* _WORK INSTRUCTIONS_: Repeat word for word the opening stretch of the entries, from the first line through the line containing "PR #2083, opened 2025-06-15".

* _DATA UNDER STUDY_:
╭──

PR #2082, opened 2025-06-15
Config protect fixes to a0 choice used in BW overestimation avoidance code

antoniovicente:
This code doesn't seem to be working well, and we would like to compare results with and without the fix.  It seems that overestimation avoidance is a work in progress and we should recommend disabling the code for now.

Original change: https://github.com/cloudflare/quiche/pull/2073

### DIFF
--- a/quiche/src/recovery/gcongestion/bbr/bandwidth_sampler.rs
+++ b/quiche/src/recovery/gcongestion/bbr/bandwidth_sampler.rs
@@ -123,6 +123,10 @@ pub struct BandwidthSampler {
     /// sampler to exit the app-limited phase.
     end_of_app_limited_phase: Option<u64>,
     overestimate_avoidance: bool,
+    // If true, apply the fix to A0 point selection logic so the
+    // implementation is consistent with the behavior of the
+    // google/quiche implementation.
+    choose_a0_point_fix: bool,
     limit_max_ack_height_tracker_by_send_rate: bool,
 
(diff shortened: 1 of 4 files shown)


antoniovicente:
In draft since this builds on top of https://github.com/cloudflare/quiche/pull/2081

quiche/src/recovery/gcongestion/bbr/bandwidth_sampler.rs
```diff
@@ -784,14 +798,19 @@ impl BandwidthSampler {
...
+        choose_a0_point_fix: bool,
     ) -> Option<AckPoint> {
         if a0_candidates.is_empty() {
             return None;
         }
 
         while let Some(candidate) = a0_candidates.get(1) {
             if candidate.total_bytes_acked > total_bytes_acked {
-                break;
+                if choose_a0_point_fix {
```
evanrittenhouse, line 809: Is it worth setting two config options, one for here and one for the `> 0` filter change, or not really? Asking out of curiosity, IIRC this one was safer than the other. Not sure if it'd narrow the scope of debugging in any meaningful way

antoniovicente: That was my original plan, but then I went down the route of `enable_overestimate_avoidance = false` from https://github.com/cloudflare/quiche/pull/2081 which I expect will do better; the overestimation avoidance is kinda buggy.  When that option is false, the a0 choice code is unreachable.

PR #2083, opened 2025-06-15
Clean up PMTUD related variables + APIs, add unit tests to pmtud.rs

rushilmehra:
This makes some of the internal state variables in pmtud.rs more
intuitive, and in general makes the code easier to reason about.

### DIFF
--- a/quiche/src/lib.rs
+++ b/quiche/src/lib.rs
@@ -3375,7 +3375,7 @@ impl<F: BufFactory> Connection<F> {
         }
 
         // Following flag used to upgrade datagram size, if probe is successful.
-        let mut pmtud_probe = false;
+        let mut successful_pmtud_probe = false;
 
         // Process acked frames. Note that several packets from several paths
         // might have been acked by the received packet.
@@ -3385,17 +3385,17 @@ impl<F: BufFactory> Connection<F> {
                     frame::Frame::Ping {
                         mtu_probe: Some(mtu_probe),
                     } => {
-                        let pmtud_next = p.pmtud.get_current();
-                        p.pmtud.set_current(cmp::max(pmtud_next, mtu_probe));
+                        let current_mtu = p.pmtud.get_current_mtu();
+                        p.pmtud.set_current_mtu(cmp::max(current_mtu, mtu_probe));
 
                         // Stop sending path MTU probes after successful probe.
-                        p.pmtud.should_probe(false);
-                        pmtud_probe = true;
+                        p.pmtud.set_should_probe(false);
+                        successful_pmtud_probe = true;
 
                         trace!(
-                            "{} pmtud acked; pmtu size {:?}",
+                            "{} pmtud acked; current mtu: {:?}",
                             self.trace_id,
-                            p.pmtud.get_current()
+                            p.pmtud.get_current_mtu()
                         );
                     },
 
@@ -3487,10 +3487,10 @@ impl<F: BufFactory> Connection<F> {
             }
 
             // Update max datagram send size with newly acked probe size.
-            if pmtud_probe {
+            if successful_pmtud_probe {
                 trace!(
-                    "{} updating pmtu {:?}",
-                    p.pmtud.get_current(),
+                    "{} updating pmtu to {:?}",
+                    p.pmtud.get_current_mtu(),
                     self.trace_id
                 );
 
@@ -3504,8 +3504,8 @@ impl<F: BufFactory> Connection<F> {
                         let pmtu_data = EventData::MtuUpdated(
                             qlog::events::connectivity::MtuUpdated {
                                 old: Some(p.recovery.max_datagram_size() as u16),
-                                new: p.pmtud.get_current() as u16,
-                                done: Some(pmtud_probe),
+                                new: p.pmtud.get_current_mtu() as u16,
+                                done: Some(true),
                             },
                         );
 
@@ -3514,7 +3514,7 @@ impl<F: BufFactory> Connection<F> {
                 );
 
                 p.recovery
-                    .pmtud_update_max_datagram_size(p.pmtud.get_current());
+                    .pmtud_update_max_datagram_size(p.pmtud.get_current_mtu());
             }
         }
 
@@ -3803,11 +3803,11 @@ impl<F: BufFactory> Connection<F> {
         let send_path = self.paths.get_mut(send_pid)?;
 
         // Update max datagram size to allow path MTU discovery probe to be sent.
-        if send_path.pmtud.get_probe_status() {
+        if send_path.pmtud.get_should_probe() {
             let size = if self.handshake_confirmed || self.handshake_done_sent {
                 send_path.pmtud.get_probe_size()
             } else {
-                send_path.pmtud.get_current()
+                send_path.pmtud.get_current_mtu()
             };
 
             send_path.recovery.pmtud_update_max_datagram_size(size);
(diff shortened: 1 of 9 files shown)


quiche/src/pmtud.rs
```diff
@@ -1,92 +1,193 @@
...
+    enabled: bool,
 }
 
 impl Pmtud {
     /// Creates new PMTUD instance.
-    pub fn new(cur_size: usize) -> Self {
+    pub fn new(initial_mtu: usize) -> Self {
         Self {
-            cur_size,
+            current_mtu: initial_mtu,
```
antoniovicente, line 25: We should think about the invariants that this code should have.  Some possible examples:

if `!enabled`, then `!should_probe`.  Also known as `assert!(enabled || !should_probe)`.

If `should_probe`, `current_mtu <= probe_size`.  Or even `current_mtu < probe_size` since probing only makes sense if the probe size is larger than the MTU in use. This one makes me think that we should initialize `probe_size = initial_mtu` or have the setter for `should_probe` take `probe_size` as an argument: `disable_probe()` and `schedule_probe(size)`

And `initial_mtu >= 1200` since that's required by QUIC.

quiche/src/pmtud.rs
```diff
@@ -1,92 +1,193 @@
...
 
     /// Specifies whether Path MTU Discovery should be performed at the next
     /// opportunity, i.e., when the next packet is sent out if possible.
     ///
-    /// Once Path MTU has been discovered, this maybe set to false.
-    pub fn should_probe(&mut self, pmtu_next: bool) {
-        self.next_size = pmtu_next;
+    /// Once Path MTU has been discovered, this may be set to false.
+    pub fn set_should_probe(&mut self, pmtu_next: bool) {
+        self.should_probe = pmtu_next;
```
antoniovicente: `pmtu_next` argument name seems incorrect, should be `should_probe`

quiche/src/pmtud.rs
```diff
@@ -1,92 +1,193 @@
...
+
+        // Simulate probe loss - should update to midpoint
+        pmtud.update_probe_size();
+        // Expected: 1200 + ((1500 - 1200) / 2) = 1200 + 150 = 1350
+        assert_eq!(pmtud.get_probe_size(), 1350);
+
+        // Another probe loss
+        pmtud.update_probe_size();
+        // Expected: 1200 + ((1350 - 1200) / 2) = 1200 + 75 = 1275
+        assert_eq!(pmtud.get_probe_size(), 1275);
```
antoniovicente, line 155: It would be good to cover the `1201` to `1200` transition in a test.

quiche/src/pmtud.rs
```diff
@@ -1,92 +1,193 @@
...
+        let mut pmtud = Pmtud::new(1200);
+        pmtud.set_probe_size(1500);
+        pmtud.set_should_probe(false);
+
+        // Simulate probe loss
+        pmtud.pmtu_probe_lost();
+
+        // Should re-enable probing and adjust size
+        assert!(pmtud.get_should_probe());
+        assert_eq!(pmtud.get_probe_size(), 1350); // binary search result
```
antoniovicente, line 197: Also check current mtu

I think it will be: `assert_eq!(pmtud.get_current_mtu(), 1200);`

quiche/src/pmtud.rs
```diff
@@ -1,92 +1,193 @@
...
+        pmtud.set_probe_size(1400);
+
+        // Simulate successful probe
+        pmtud.set_current_mtu(1400);
+
+        assert_eq!(pmtud.get_current_mtu(), 1400);
+    }
+
+    #[test]
+    fn pmtud_binary_search_convergence() {
```
antoniovicente, line 213: It would be good to write a test that finds an MTU of arbitrary size.

For example: initial 1200, probe 1500, actual MTU 1300.
Progression:
probe 1500 -> fail
probe 1350 -> fail
probe 1275 -> success
probe 1312 -> fail
probe 1293 -> success
probe 1302 -> fail
probe 1297 -> success
probe 1299 -> success
probe 1300 -> success
probe 1301 -> fail

quiche/src/lib.rs
```diff
@@ -19100,45 +19096,23 @@ mod tests {
...
-        let new_path_size = pipe
-            .server
-            .paths
-            .get_active_mut()
-            .unwrap()
-            .pmtud
-            .get_current();
-        assert_eq!(new_path_size, 1350);
+        let active_path = pipe.server.paths.get_active_mut().unwrap();
+        assert_eq!(active_path.pmtud.get_current_mtu(), 1350);
```
antoniovicente, line 19110: Consider adding {}'s around this block for consistency.

rushilmehra: Done

quiche/src/pmtud.rs
rushilmehra: Thanks, fixed

antoniovicente (approved):

quiche/src/pmtud.rs
```diff
@@ -1,92 +1,191 @@
...
-        self.probe
+        self.probe_size
     }
 
-    /// Sets the current Path MTU Discovery size after a successful probe has
-    /// been performed.
-    pub fn set_current(&mut self, pmtu: usize) {
-        self.cur_size = pmtu;
+    /// Sets the current discovered PMTU after a successful probe has
+    /// been ACKed.
```
LPardue: nit: This is a tautology, the probe is only successful when it has been acked

The old comment seems more correct to me

quiche/src/lib.rs
```diff
@@ -19100,45 +19096,25 @@ mod tests {
...
-
-        let current_path_size = pipe
-            .server
-            .paths
-            .get_active_mut()
-            .unwrap()
-            .pmtud
-            .get_current();
-        assert_eq!(current_path_size, 1200);
+        {
```
LPardue: Do we really need these scopings?

rushilmehra: Removed, thanks

quiche/src/pmtud.rs
rushilmehra: Yeah makes sense - restored the previous terminology

quiche/src/pmtud.rs
rushilmehra: Quiche currently implements unidirectional binary search for PMTU. Once we successfully probe a specific size, we consider it the best we can do and stop probing. The RFC calls for periodic attempts to raise the MTU, similar to the algorithm you're outlining. Once we support that, I'll add the test you're suggesting.

antoniovicente: I don't think I follow.  Is the intent in the current implementation that we send out several size probes at the same time and set the MTU to the highest successful one?

I think we're trying to improve how the code handles a single probe size, no binary searching.

antoniovicente (dismissed):

quiche/src/pmtud.rs
rushilmehra: I agree with all of your points, though I think those will be best suited for a followup PR. I added the assertion that `initial_mtu >= 1200` for now

quiche/src/pmtud.rs
rushilmehra: Done

quiche/src/pmtud.rs
rushilmehra: Done

antoniovicente (approved):
Thanks

quiche/src/pmtud.rs
rushilmehra: As far as I understand, the current algorithm in quiche only sends a single probe at a time, starting at some maximum value (`max_send_udp_payload_size`). As soon as a probe is successful, PMTUD terminates. If a probe is lost, we reduce probe size and try again. We never increase probe size after success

╰──

* _EXPECTED ANSWER_:
PR #2082, opened 2025-06-15
Config protect fixes to a0 choice used in BW overestimation avoidance code

antoniovicente:
This code doesn't seem to be working well, and we would like to compare results with and without the fix.  It seems that overestimation avoidance is a work in progress and we should recommend disabling the code for now.

Original change: https://github.com/cloudflare/quiche/pull/2073

### DIFF
--- a/quiche/src/recovery/gcongestion/bbr/bandwidth_sampler.rs
+++ b/quiche/src/recovery/gcongestion/bbr/bandwidth_sampler.rs
@@ -123,6 +123,10 @@ pub struct BandwidthSampler {
     /// sampler to exit the app-limited phase.
     end_of_app_limited_phase: Option<u64>,
     overestimate_avoidance: bool,
+    // If true, apply the fix to A0 point selection logic so the
+    // implementation is consistent with the behavior of the
+    // google/quiche implementation.
+    choose_a0_point_fix: bool,
     limit_max_ack_height_tracker_by_send_rate: bool,
 
(diff shortened: 1 of 4 files shown)


antoniovicente:
In draft since this builds on top of https://github.com/cloudflare/quiche/pull/2081

quiche/src/recovery/gcongestion/bbr/bandwidth_sampler.rs
```diff
@@ -784,14 +798,19 @@ impl BandwidthSampler {
...
+        choose_a0_point_fix: bool,
     ) -> Option<AckPoint> {
         if a0_candidates.is_empty() {
             return None;
         }
 
         while let Some(candidate) = a0_candidates.get(1) {
             if candidate.total_bytes_acked > total_bytes_acked {
-                break;
+                if choose_a0_point_fix {
```
evanrittenhouse, line 809: Is it worth setting two config options, one for here and one for the `> 0` filter change, or not really? Asking out of curiosity, IIRC this one was safer than the other. Not sure if it'd narrow the scope of debugging in any meaningful way

antoniovicente: That was my original plan, but then I went down the route of `enable_overestimate_avoidance = false` from https://github.com/cloudflare/quiche/pull/2081 which I expect will do better; the overestimation avoidance is kinda buggy.  When that option is false, the a0 choice code is unreachable.

PR #2083, opened 2025-06-15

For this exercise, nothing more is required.